Protecting Cell Phone Privacy

The Supreme Court issued an important ruling yesterday.  In a 9-0 decision, the Court ruled that police must obtain a warrant before they search the cellphones of people they have arrested.  The ruling won’t directly affect most of us — unless you’re planning on being arrested in the near future, that is — but it represents a significant recognition of the central role of cellphones in our lives and an important bit of line-drawing in the ongoing battle between personal privacy and law enforcement.

IMG_6186In the ruling, Chief Justice John Roberts addressed both the pervasiveness of cellphones in modern America and the sweeping extent of information that people store on them.  From photos and video to address books, emails to calendars, financial information to maps, and other records of where we have been and who we have communicated with, cellphones are a handheld repository of huge amounts of very personal information about our private lives.  The Chief Justice thus reasoned that allowing warrantless searches of cellphones would be akin to the hated “general warrants” executed by the British authorities during colonial times that allowed them to rummage freely through homes in an effort to find some evidence of some kind of otherwise uncharged criminal activity — which is what drove the creation of the warrant clause of the Bill of Rights in the first place.

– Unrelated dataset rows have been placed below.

PR #3180, opened 2026-07-29
Remove stale `std` feature references

### LINKED ISSUE #3134: Reinstate `std` feature/fix documentation
https://github.com/rustls/rustls/pull/2905 removed this, depending on where 0.24 ends up it may or may not need to come back.

If it doesn't need to come back (it would be ideal if it doesn't!), instead:

- update crate feature docs
- update `[package.metadata.docs.rs]`

Joshuaisikah:
Rustls no longer has the std but its still refrenced in package.metadata.docs.rs this  breaks the docks.rs-style build 
To fix this I removed the stale references from both places.   
Closes #3134


djc (approved):
Thanks!

PR #3181, opened 2026-07-29
Use more checked arithmetic

ctz:
(Not fixing any reachable issues)


djc (approved):
LGTM.

I investigated `clippy::arithmetic_side_effects` a little while ago, but it has a pretty bad signal/noise ratio...

PR #3182, opened 2026-07-29
0.23 backports

ctz:
0.23.43 proposed release notes:

- **Bug fix**: corrected reachable panic in debug mode (or with `overflow-checks`) when decrypting a ticket of specific lengths with `Rfc5077Ticketer` (and therefore `rustls::crypto::aws_lc_rs::Ticketer`).  This happens pre-authentication.

  This is not used in the default configuration, but using stateless resumption is common and this affects the aws-lc-rs provider. The ticketer associated with the *ring* provider is not affected.
- **Bug fix**: A QUIC client using a `CryptoProvider` that mixes QUIC-capable and -incapable TLS1.3 suites can panic if the server chooses the QUIC-incapable suite.
- **Bug fix**: A QUIC client would incorrectly accept a TLS1.2 server hello. A full handshake would require a trusted server that talks TLS1.2 in QUIC.

### DIFF
--- a/Cargo.lock
+++ b/Cargo.lock
@@ -279,7 +279,7 @@ dependencies = [
  "bitflags 2.13.1",
  "cexpr",
  "clang-sys",
- "itertools 0.13.0",
+ "itertools 0.10.5",
  "log",
  "prettyplease",
  "proc-macro2",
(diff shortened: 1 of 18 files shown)


djc (approved):

cpu (approved):
Thanks for handling this.

PR #3185, opened 2026-07-29
Track QUIC suite state in the type system

djc:
Followup from

- #3173 

to try to anchor the difference in the type system. This tries to propagate tracking outward, though it doesn't go as far as adding a separate `quic_cipher_suites` field in `CryptoProvider`. To be continued maybe...

### DIFF
--- a/rustls/src/tls13/mod.rs
+++ b/rustls/src/tls13/mod.rs
@@ -82,7 +82,7 @@ impl Tls13CipherSuite {
     /// Returns a `quic::Suite` for the ciphersuite, if supported.
     pub fn quic_suite(&'static self) -> Option<crate::quic::Suite> {
         self.quic
-            .map(|quic| crate::quic::Suite { suite: self, quic })
+            .map(|quic| crate::quic::Suite { inner: self, quic })
     }
 }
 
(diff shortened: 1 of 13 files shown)


rustls/src/tls13/mod.rs
```diff
@@ -5,11 +5,31 @@ use pki_types::FipsStatus;
...
 use crate::crypto::{self, SignatureScheme, hash};
 use crate::enums::ProtocolVersion;
+use crate::quic;
 use crate::suites::{CipherSuiteCommon, Suite, SupportedCipherSuite};
 use crate::version::Tls13Version;
 
 pub(crate) mod key_schedule;
 
+#[derive(Clone, Copy, Debug)]
+pub(crate) enum Tls13ProtocolSuite {
```
ctz, line 15: Not sure if it's a good idea, but this commit would be smaller if this type Deref'd to `Tls13CipherSuite`?

ctz (approved):

rustls/src/tls13/mod.rs
djc: I tried that but it gets a little annoying because a `Deref::Target` takes on its parents lifetime and we kind of want `&'static` for all/some of these.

The Court also rejected arguments that a search of cellphones is needed to protect police officers or prevent the destruction of evidence.  When an arrest is made police can examine the cellphone to ensure that it can’t be used as a weapon and secure it, and if there is concern that evidence on the phone might be destroyed the officer can turn off the phone, or remove the battery, or place it in a foil bag to prevent any exchange of signals.  But before the police can access the cellphone and begin reviewing recent emails, the logs of recent calls, and other information, they must make the probable cause showing required by the Fourth Amendment and convince a judge to issue a warrant.

Two other points about the opinion seem worth emphasizing.  First, it was a unanimous decision.  For all of the fretting about political fracturing and the liberal and conservative wings of the Court, all of the Justices were able to agree on how to resolve a very central issue of how the Constitution works in modern life.  There’s nothing wrong with members of the Supreme Court disagreeing about legal issues — that’s why there are nine of them and the majority wins — but it’s nice to see the different perspectives coalesce around a simple, common approach to protecting individual liberty and privacy rights.

Second, many people have criticized jurists who return to the intent of the Framers of the Constitution and seek the meaning of its provisions in the historical context in which they were adopted, arguing that the Constitution should be a living document with meaning that changes in response to the realities of modern life.  Others contend that such an approach strips America’s core founding document of any objective significance and leaves it to mean whatever five Justices of the Supreme Court say it means.

The Court’s cellphone opinion, with its reference to the history of general warrants, shows how it is possible to draw upon historical context to identify the basic motivating principles underlying the Constitution and then apply those principles to the modern world.  Those observers who poke fun at purportedly hidebound efforts to discern “original intent” likely are happy with the opinion yesterday, but not about how the Court got to that result.